Fifa signs Chinese sponsor
Hisense, a maker of consumer electronics largely unheard-of outside its home country, joins McDonald’s and Budweiser in the soccer body’s second highest of three sponsorship tiers.
As part of the agreement, its logo will flash up on LED boards both on the field and on scorecards during TV broadcasts of the upcoming tournament in Russia. Before Hisense, FIFA had secured just one new top-tier level partner — China’s Dalian Wanda Group — since the last tournament in Brazil. FIFA had just nine companies on its roster for the tournament, excluding Hisense. That compared with 20 by the time the Brazil World Cup kicked off.

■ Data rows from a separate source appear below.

PR #1261, opened 2021-11-20
oh-my-posh Atomic Style theme

lfelipe1501:
New Atomic Style Theme by lfelipe1501

### Prerequisites

### Description

I have created my own theme for this framework and I would like to share it with the entire community of this wonderful project.
This theme is based on the original JanDeDobbeleer theme with some slight modifications and following the guide on the official page to create all the segments.

Official capture from my windows terminal

Config1

### DIFF
--- a/themes/atomic.omp.json
+++ b/themes/atomic.omp.json
@@ -38,9 +38,9 @@
           "background": "#FF9248",
           "properties": {
             "home_icon": "",
-            "folder_icon": "\uf413 ",
+            "folder_icon": " \uf413 ",
             "style": "folder",
-            "prefix": "<parentBackground>\uE0B0</> \ufc6e\uf553",
+            "prefix": " \ufc6e\uf553",
             "enable_hyperlink": true
           }
         },
@@ -71,7 +71,7 @@
           "foreground": "#ffffff",
           "background": "#83769c",
           "properties": {
-            "prefix": "<parentBackground>\uE0B0</>羽",
+            "prefix": "羽",
             "postfix": "\u2800",
             "threshold": 0,
             "style": "roundrock"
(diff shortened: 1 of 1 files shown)


themes/atomic.omp.json
```diff
@@ -0,0 +1,326 @@
...
+          "type": "path",
+          "style": "powerline",
+          "powerline_symbol": "\uE0B0",
+          "foreground": "#2d3436",
+          "background": "#FF9248",
+          "properties": {
+            "home_icon": "",
+            "folder_icon": "\uf413 ",
+            "style": "folder",
+            "prefix": "<parentBackground>\uE0B0</> \ufc6e\uf553",
```
lnu: why do you need the `<parentBackground>\uE0B0</>` here? That's the reason for the blue arrow in the path segment. Same for the time segment.

JanDeDobbeleer: That was going to be remark indeed, something is off there (looks pretty col other than that).

JanDeDobbeleer (changes requested):
As indicated by @lnu , changing the two segments will do the trick

themes/atomic.omp.json
lfelipe1501: It's correct, just to style the theme and make it cool, I really left it that way because it seems quite elegant to me.

In this case, is it wrong that I put this?

themes/atomic.omp.json
```diff
@@ -0,0 +1,326 @@
...
+          "properties": {
+            "prefix": "\uFD31 ",
+            "postfix": "",
+            "template": "{{.Context}}{{if .Namespace}} :: {{.Namespace}}{{end}}"
+          }
+        },
+        {
+          "type": "os",
+          "style": "diamond",
+          "leading_diamond": "\uE0B6",
```
JanDeDobbeleer: I would add `"leading_diamond": " \uE0B6",` as without it, you get the previous language segment attached to this one while every other one has a space separation. But other than that 👍🏻

JanDeDobbeleer (changes requested):

themes/atomic.omp.json
lfelipe1501: done

JanDeDobbeleer (approved):

PR #1270, opened 2021-11-21
feature: wifi segment

mikesigs:
### Prerequisites

### Description

This is a WiFi segment to display details of the current WiFi connection. I've only tested it so far on Windows, but the `netsh` command that makes it work there, also works in WSL. So I am pretty sure it will work in WSL too, but obviously need to test.

Any suggestions for how to do that? I was thinking I'd just re-clone the repo in WSL and install another Go environment there, build it, and test.

Also, for the Linux functionality, I tried to use the Dev Container in this project, but after much Googling it turns out virtual environments like that don't actually have a WiFi network interface. The data should be in `/proc/net/wireless`, but as I don't have a physical Linux machine to test with, I cannot develop this functionality. So I'm hoping it's cool to submit this with just Windows and WSL for now. And perhaps a kind contributor could help with the Linux and Darwin code!

Please let me know what you think of the PR. I am very happy to make any changes you request.

Here's a sample of what it looks like with the default template (yes that's my actual SSID):

image

### DIFF
--- a/docs/docs/segment-wifi.md
+++ b/docs/docs/segment-wifi.md
@@ -1,0 +1,47 @@
+---
+id: wifi
+title: WiFi
+sidebar_label: WiFi
+---
+
+## What
+
+Show details about the connected WiFi network.
+
+## Sample Configuration
+
+```json
+{
+  "type": "wifi",
+  "style": "powerline",
+  "background": "#8822ee",
+  "foreground": "#eeeeee",
+  "powerline_symbol": "\uE0B0",
+  "properties": {
+    "template": "{{if .Connectected}}\uFAA8{{else}}\uFAA9{{end}}{{if .Connected}}{{.SSID}} {{.Signal}}% {{.ReceiveRate}}Mbps{{else}}{{.State}}{{end}}"
+  }
+}
+```
+
+## Properties
+
+- connected_icon: `string` - the icon to use when WiFi is connected - defaults to `\uFAA8`
+- connected_icon: `string` - the icon to use when WiFi is disconnected - defaults to `\uFAA9`
+- template: `string` - A go [text/template][go-text-template] template extended with [sprig][sprig]
+utilizing the properties below -
+defaults to `{{if .Connectected}}\uFAA8{{else}}\uFAA9{{end}}{{if .Connected}}{{.SSID}} {{.Signal}}% {{.ReceiveRate}}Mbps{{else}}{{.State}}{{end}}`
+
+## Template Properties
+
+- `.Connected`: `bool` - if WiFi is currently connected
+- `.State`: `string` - WiFi connection status - e.g. connected or disconnected
+- `.SSID`: `string` - the SSID of the current wifi network
+- `.RadioType`: `string` - the radio type - e.g. 802.11ac, 802.11ax, 802.11n, etc.
+- `.Authentication`: `string` - the authentication type - e.g. WPA2-Personal, WPA2-Enterprise, etc.
+- `.Channel`: `int` - the current channel number
+- `.ReceiveRate`: `int` - the receive rate (Mbps)
+- `.TransmitRate`: `int` - the transmit rate (Mbps)
+- `.Signal`: `int` - the signal strength (%)
+
+[go-text-template]: https://golang.org/pkg/text/template/
+[sprig]: https://masterminds.github.io/sprig/
--- a/docs/docs/segment-wifi.md
+++ b/docs/docs/segment-wifi.md
@@ -6,7 +6,11 @@ sidebar_label: WiFi
 
 ## What
 
-Show details about the connected WiFi network.
+Show details about the currently connected WiFi network.
+
+::info
+Currently only supports Windows and WSL. Pull requests for Darwin and Linux support are welcome :)
+:::
 
 ## Sample Configuration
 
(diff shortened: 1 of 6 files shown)


.gitignore
```diff
@@ -158,3 +158,5 @@ Output/
 
 # images
 *.png
+
+local/
```
JanDeDobbeleer: I don't think this is related somewhere, right?

src/segment_wifi.go
```diff
@@ -0,0 +1,118 @@
...
+	RadioType      string
+	Authentication string
+	Channel        int
+	ReceiveRate    int
+	TransmitRate   int
+	Signal         int
+}
+
+const (
+	ConnectedIcon    Property = "connected_icon"
```
JanDeDobbeleer: These need to disappear in favor of a template that can handle swapping the icon with a simple if statement. We're trying to get rid of as muych icons as we can bny leveraging templates (you actually already have the logic in `defaultTemplate`)

src/segment_wifi.go
```diff
@@ -0,0 +1,118 @@
...
+		displayError := w.props.getBool(DisplayError, false)
+		if err != nil && displayError {
+			w.State = "WIFI ERR"
+			return true
+		}
+		if err != nil {
+			return false
+		}
+
+		regex := regexp.MustCompile(`(.+) : (.+)`)
```
JanDeDobbeleer: please use the helper functions found in `regex.go`
- [getCompiledRegex](https://github.com/JanDeDobbeleer/oh-my-posh/blob/accf46420ff2924e863f5a76179abc92b2212535/src/regex.go#L15)
- [findNamedRegexMatch](https://github.com/JanDeDobbeleer/oh-my-posh/blob/accf46420ff2924e863f5a76179abc92b2212535/src/regex.go#L35)

src/segment_wifi.go
```diff
@@ -0,0 +1,118 @@
...
+	DisconnectedIcon Property = "disconnected_icon"
+)
+
+const defaultTemplate string = "{{if .Connected}}{{.SSID}} {{.Signal}}% {{.ReceiveRate}}Mbps{{else}}{{.State}}{{end}}"
+
+func (w *wifi) enabled() bool {
+	// If in Linux, who wnows. Gonna need a physical linux machine to develop this since the wlan interface isn't available in wsl
+	// But possible solution is to cat /proc/net/wireless, and if that file doesn't exist then don't show the segment
+	// In Windows and in wsl you can use the command `netsh.exe wlan show interfaces`. Note the .exe is important for this to worw in wsl.
+	if w.env.getPlatform() == windowsPlatform || w.env.isWsl() {
```
JanDeDobbeleer: Invert the if statement to have an early return rather than a full block indented.

src/segment_wifi.go
```diff
@@ -0,0 +1,118 @@
...
+				}
+			case "Signal":
+				if v, err := strconv.Atoi(strings.TrimRight(value, "%")); err == nil {
+					w.Signal = v
+				}
+			}
+		}
+	}
+
+	return true
```
JanDeDobbeleer, line 49: shouldn't this be `false`?

src/segment_wifi_test.go
```diff
@@ -0,0 +1,194 @@
...
+	Transmit rate (Mbps)   : %d
+	Signal                 : %d%%
+	Profile                : ohsiggy
+
+	Hosted network status  : Not available`
+
+	return fmt.Sprintf(netshString, args.state, args.ssid, args.radioType, args.authentication, args.channel, args.receiveRate, args.transmitRate, args.signal)
+}
+
+func bootStrapEnvironment(args *wifiArgs) *wifi {
```
JanDeDobbeleer: We've stepped away from this in favor of using test cases, see [here](https://github.com/JanDeDobbeleer/oh-my-posh/blob/accf46420ff2924e863f5a76179abc92b2212535/src/segment_aws_test.go#L9) for example.

JanDeDobbeleer (changes requested):
Am I correct in thinking this now only works in Windows? If so, please also add that context to the docs, we can always extend Unix (I could at least). Adding a few architectural requests, the test might be the most impactful changes, everything else should be feasible.

.vscode/settings.json
```diff
@@ -15,5 +15,27 @@
   "go.formatTool": "gofmt",
   "go.formatFlags": [
     "-s"
-  ]
+  ],
+  "workbench.colorCustomizations": {
```
JanDeDobbeleer: this needs to be removed, it's a bit too much :-)

.gitignore
mikesigs: I put a local/ folder in the root to contain a theme for testing, then I also outputed the binary there. I can remove it. But how do you handle testing a new segment? Do you just use your jandedobbeleer theme all the time?

.vscode/settings.json
mikesigs: Sorry, this is from the Peacock extension. I will remove it.

src/segment_wifi_test.go
mikesigs: I tried to see how to write these tests using test cases. But I really didn't like the structure of it. Two things I couldn't really grasp:

1. How do you handle mocking dependencies? 
2. How do you handle test cases that don't assert just the simple output of the function?

Too much logic and indirection in testing code makes tests much harder to maintain imo. This is your repository, so I'll check out the link you provided and do my best to restructure.

src/segment_wifi.go
mikesigs: Do you mean, it'd be up to the user to use the template to prefix with their desired icon? And I should just bake this into the default template like `{{if .Connectected}}\uFAA8{{else}}\uFAA9{{end}}`?

.gitignore
JanDeDobbeleer: I have my own config in the home folder. I adjust that one while debugging (and leave the tasks file assumed unchanged at all times).

src/segment_wifi.go
JanDeDobbeleer: Exactly!

src/segment_wifi_test.go
JanDeDobbeleer: I can always help out. Haven't found a downside as it only moves the bootstrap inside the for loop rather than have x functions. It also helps extending use-cases a lot faster.

.vscode/settings.json
JanDeDobbeleer: It was pretty colorful, I admit 😄

src/segment_wifi.go
mikesigs: Cool. This is much cleaner. Got rid of an oddity in the tests I didn't like too.

src/segment_wifi.go
mikesigs: I wound up just removing the regex altogether and using `strings.Split(" : ")` instead

src/segment_wifi.go
mikesigs: If you get past all the other gates in the method (which return false) then at this point it should be true. I refactored this method with your early exit suggestion, as well as pulled out the actual parsing logic into a new method. Makes it much more readable.

src/segment_wifi_test.go
mikesigs: I will take a kick at it. I've pushed up the other changes you requested and suggested. This is the last piece.

mikesigs:
So general question: How should I go about testing this in WSL? So far I've only run the code in Windows, but I have a high level of confidence it'll work in WSL as it's just going to use the `netsh.exe` form of the command, rather than trying to do it the Linux way (wsl itself doesn't have a wlan device). Can I just call `/path/to/my/compiled/oh-my-posh.exe` from wsl, or should I recompile the binary in wsl itself and use that?

mikesigs:
Also, this branch is now out of date with main. Do you prefer I rebase onto main? Or update with a merge commit from main?

src/segment_wifi_test.go
mikesigs: Done. And I see the light :) It's way cleaner.

mikesigs:
This is my first time using Go. It was a fun experience. I think things are pretty much ready now, other than proper WSL testing and the lack of *nix support.

JanDeDobbeleer:
> Do you prefer I rebase onto main

@mikesigs if you can that would be awesome, otherwise I just squash this.

docs/docs/segment-wifi.md
```diff
@@ -0,0 +1,50 @@
...
+id: wifi
+title: WiFi
+sidebar_label: WiFi
+---
+
+## What
+
+Show details about the currently connected WiFi network.
+
+_Note: Currently only supports Windows and WSL. Pull requests for Darwin and Linux support are welcome :)_
```
JanDeDobbeleer: You can turn this into an [admonition](https://docusaurus.io/docs/markdown-features/admonitions):

```markdown
:::info
Note...
:::
```

themes/schema.json
```diff
@@ -1685,6 +1686,38 @@
...
+              "type": { "const": "wifi" }
+            }
+          },
+          "then": {
+            "title": "WiFi Segment",
+            "description": "https://ohmyposh.dev/docs/wifi",
+            "properties": {
+              "properties": {
+                "properties": {
+                  "connected_icon": {
```
JanDeDobbeleer: we still need to remove the icons, right?

JanDeDobbeleer:
2 comments, really great work. For your first attempt at go, I'm super proud of what you did here.

docs/docs/segment-wifi.md
mikesigs: Done

themes/schema.json
mikesigs: and done

mikesigs:
Alrighty. I rebased and squashed most of the commits. Thanks for taking all of this time to review the PR each day. Your quick feedback has been really appreciated! I'm still curious how I should go about testing this in WSL, and if you have any recommendations. Also, I should say thanks for creating this tool. I used oh-my-posh v2 for far far too long. I had a bunch of local customizations I had made to the PowerShell module and was afraid to upgrade. Fortunately, you had basically implemented everything I had done in v2, and the v3 upgrade has been pretty seamless. 

The only thing lacking from my previous customizations was displaying the git branch name in the window/tab title. Perhaps I'll take a crack at that next, if it's something you think would be useful.

JanDeDobbeleer:
> displaying the git branch name in the window/tab title

@mikesigs that's a tricky one. Although we could find a way I guess. We'd need to cache the context.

“Sponsoring the World Cup is a good way for Hisense to quickly build brand awareness internationally,” Liu Hongxin, Hisense’s president, told reporters yesterday in Beijing.
But Chinese companies from Wanda to Huawei Technologies have grown increasingly aggressive in sponsoring major sporting contests in recent years as they seek to grow their businesses abroad.
Wanda, run by billionaire Wang Jianlin, has pledged hundreds of millions of dollars to FIFA. The deal marks a much-needed win for FIFA, which is dealing with the fallout from 2015’s corruption scandal that threatened the sporting group’s existence and forced out long-term president Sepp Blatter.
US authorities in May 2015 charged several senior soccer officials with ties to the organisation on corruption charges.